The lack of a DUI charge could be explained by the private security response to the scene prior to the police arriving. Gated neighborhood Security shows up, packs him off to the hospital and calls police.
So yeah, it starts to fit together better now. What I'm still not quite getting is the golf club assault. Mrs. Woods, in the driveway, with a 9-iron I guess.
This all happened at 2:30 am. Something was going on in that home before the crash.
Scenario: Tiger came home late after a night of Ambien sex with some mistress and was caught by his wife. A big fight ensued that became physical. Tiger tried to flee but wife chased him with golf club. Trying to dodge her, Tiger crashed. After the crash, it took some time for the ambulance to arrive and under the influence of the Ambien, Tiger laid down fell asleep.
Tiger mistress #4 is lawyering up. Obviously this story is more than about "an affair". It's about a hound-dog on the prowl.
Tiger's wife caught wind of what had been happening, Ambien sex and all. Like a Siren, she lured him into taking Ambien with the promise of great sex.
BUT! When Tiger was sufficiently groggy, she attacked him scratching and kicking. He tried to escape the escapade in his Escalade. Due to the effects of the Ambien, he didn't get far and Elin was right behind, club in hand.
To paraphrase a comment about this on TMZ:
Tiger getting into a car accident in his gated community -- boring. Tiger swerving all over the place with his Escalade, hitting a fire hydrant and tree whilst being chased by his crazyass Viking wife with a loft wedge, after a night of Ambien-fueled sex -- NOW THAT'S A STORY.
Cheers,
Victoria
I suggested Ambien in your comments when it first happened. Without the sex, however.
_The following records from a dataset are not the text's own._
PR #162, opened 2024-03-04
fix(docker): edk2 repositories were missing files

AtomicFS:
- when I tried to build edk2 stuff, repositoried in /tools were empty
- the reason is that I forgot to add 'git checkout'


MDr164 (approved):
I didn't know enough about EDK2's build system to notice that this was actually needed, my bad on prematurely approving the previous PR then.

AtomicFS:
It is not really about EDK2 build system, more like how git works. The fails is really mine, I should have testing it before making PR, rather than trusting random person on the internet.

This one seems to have run its course, but I would note that the appeal of Ambien sex is that you *struggle* sleep during intercourse. It creates a high, a lasting high. No one falls asleep. It isn't like having sex with a dead fish. Think of a time when you were really tired, but you really wanted sex, and had it. That's what it's like. Apparently, a lot of readers here are surprised by how common it is (not that it is that common, but it is something that is known to be done by "younger" people)...
The fact the he snored while on his back, and was taking Ambien, and with the smallish size of his jaws, he most likely has a sleep-breathing problem. Take a look at his pictures on my post about this issue:
http://doctorstevenpark.com/what-you-can-learn-from-tiger-woods-snoring
If you look at his father's facial features, he most likely had obstructive sleep apnea.
Interestingly, a recent study showed that good golfers who had their sleep apnea treated improved their handicap by three strokes.